La mémoire se libère à l’Université d’Evry

L’émotion était palpable dans l’amphithéâtre ce mercredi 21 février, quand Jenny Plocki et Diogène Ntarindwa se racontent devant l’auditoire. Ils ont partagé avec nous des morceaux de vie, inestimables, noircis par leur expérience des génocides.

C’est grâce à Olivier Le Cour Grandmaison, politologue et maître de conférences à l’Université d’Evry, qui a su réunir Jenny Plocki et Diogène Ntarindwa dans une même salle, et, chacun à sa manière, a partagé son expérience avec les étudiants et le public. Grâce aussi à Maylis Isabelle Bouffartigue, directrice de la Compagnie Monsieur Madame, metteure en scène et actrice également. 

Jenny Plocki, rescapée de la rafle du Vel’d’Hiv le 16/7/1942, aujourd’hui 93 ans, nous a fait l’immense cadeau de venir raconter son histoire. Assise face à la salle comble, elle s’est dite « impressionnée ». Un sourire est passé sur toutes les lèvres, car c’était nous qui étions intimidés par sa présence, sa sincérité et son naturel désarmant, qui émeut parfois aux larmes l’auditoire. Le changement de statut des juifs. L’arrestation de ses parents. Sa vie quand il lui a fallu apprendre à se débrouiller seule, à 16 ans, avec la responsabilité de son jeune frère. Déjà elle était un exemple de courage, suivant sans le savoir les conseils de ses parents : « Vivez et espérez ». A la fin de la guerre, « brusquement tout s’arrête ». Jenny se rend à l’hôtel du Lutetia, qui accueillait alors les déportés à leur retour des camps de concentration. La réalité des camps d’extermination est peu crédible, elle a un mince espoir de retrouver ses parents. « Les hommes normaux ne savent pas que tout est possible », nous dit-elle. Finalement, elle comprend « que personne ne reviendra ». C’est l’ensemble des anecdotes qui rendent son récit si précieux, unique. Mais Jenny ne rapporte pas que ses souvenirs. Elle montre à la salle, envahie d’émotion, l’étoile jaune qu’elle était contrainte de porter, et une lettre de son père, écrite dans le train alors qu’il était emmené avec sa femme à Auschwitz. 

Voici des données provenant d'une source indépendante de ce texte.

PR #518, opened 2022-05-07
Output error

BondorD:
Output(,'F') error and how I managed to fix it

### DIFF
--- a/include/tcpdf_static.php
+++ b/include/tcpdf_static.php
@@ -1834,11 +1834,11 @@ class TCPDF_STATIC {
 	 * @public static
 	 */
 	public static function fopenLocal($filename, $mode) {
-		if (strpos($filename, '://') === false) {
+		/* if (strpos($filename, '://') === false) {
 			$filename = 'file://'.$filename;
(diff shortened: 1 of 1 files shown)


sagehenstudio:
Curious, why throw baby out with the bathwater? This method will throw errors in certain instances. What was your error? Have you confirmed the file in question is actually in the location and accessible (e.g. not blocked by something like PrivateTmp)? Could you provide more background as to why you suggest these changes?

DuckDensity:
I ended up making the same edit during development.

When running on the command line (in Windows environment) and executing a php script stored on a network device using a UNC path, this code prevents the generated PDF file from being saved to the same folder system.
A work around is to use a mapped drive letter, rather than UNC Path.

This error is:
`Warning: fopen(file://\\Server\Share\Path\File ....) Failed to open stream`

Not too sure of the security implications here, but when working on CLI with a known file system it should be safe to save?
Perhaps this function needs to behave differently for CLI compared to web server environment?

nicolaasuni:
The removed section is there for security reasons, so I can't merge this.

Le public a à peine le temps de se remettre de l’intervention de Jenny, que déjà il est plongé dans l’atmosphère sombre des camps de concentration. La représentation de la lecture d’extraits de L’Espèce humaine commence. L’amphithéâtre devient une scène, plongé dans l’obscurité. Maylis Isabelle Bouffartigue a sélectionné des extraits de L’Espèce humaine, choisis spécialement pour donner une ouverture universelle à l’œuvre de Robert Antelme, auteur lui aussi déporté, qui considère le génocide comme « un moment culminant de l’histoire ». Paru une première fois en 1947 dans l’indifférence, son texte sert à présent à mettre sous la lumière la voix des victimes des génocides.

L’une des voix, c’est celle de l’acteur rwandais Diogène Ntarindwa. Lui a choisi le théâtre pour témoigner sur le génocide Tutsi, dont il a été victime. A l’image de toute une génération, il prend les armes, à 17 ans, contre l’oppression qui pèse sur son peuple Tutsi. Le Rwanda, il l’a découvert une première fois à travers les souvenirs nostalgiques de ses parents, réfugiés au Burundi. La seconde fois, c’était dans le bus qui l’emmenait « au front ». Il ne voit pas « le plus beau pays » que ses parents lui ont décrit, mais un paysage funèbre dans ce contexte de génocide. Malgré l’horreur, il ne déplore pas ce qui a été « le fil conducteur de sa vie ». C’est ce qui a forgé ce qu’il est aujourd’hui : un homme engagé et accompli.

La rencontre exceptionnelle que le public a vécu avec ces deux destins, grâce à un universitaire engagé, fait survivre la mémoire de ceux qui ont été victimes de l’entreprise génocidaire. C’est une mise en garde aussi, car nous savons que maintenant, tout est possible.